## Task directions
From top to bottom, return the records that follow exactly.

━━━━━━━━

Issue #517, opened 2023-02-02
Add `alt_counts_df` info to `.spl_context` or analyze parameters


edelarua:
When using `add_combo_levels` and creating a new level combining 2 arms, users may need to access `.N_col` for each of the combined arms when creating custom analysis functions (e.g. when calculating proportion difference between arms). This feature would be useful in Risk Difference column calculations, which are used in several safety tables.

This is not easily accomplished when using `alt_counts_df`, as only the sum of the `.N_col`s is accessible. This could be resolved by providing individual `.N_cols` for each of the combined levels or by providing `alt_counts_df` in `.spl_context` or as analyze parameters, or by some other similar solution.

━━━━━━━━

## Answer to the exercise
Issue #517, opened 2023-02-02
Add `alt_counts_df` info to `.spl_context` or analyze parameters


edelarua:
When using `add_combo_levels` and creating a new level combining 2 arms, users may need to access `.N_col` for each of the combined arms when creating custom analysis functions (e.g. when calculating proportion difference between arms). This feature would be useful in Risk Difference column calculations, which are used in several safety tables.

This is not easily accomplished when using `alt_counts_df`, as only the sum of the `.N_col`s is accessible. This could be resolved by providing individual `.N_cols` for each of the combined levels or by providing `alt_counts_df` in `.spl_context` or as analyze parameters, or by some other similar solution.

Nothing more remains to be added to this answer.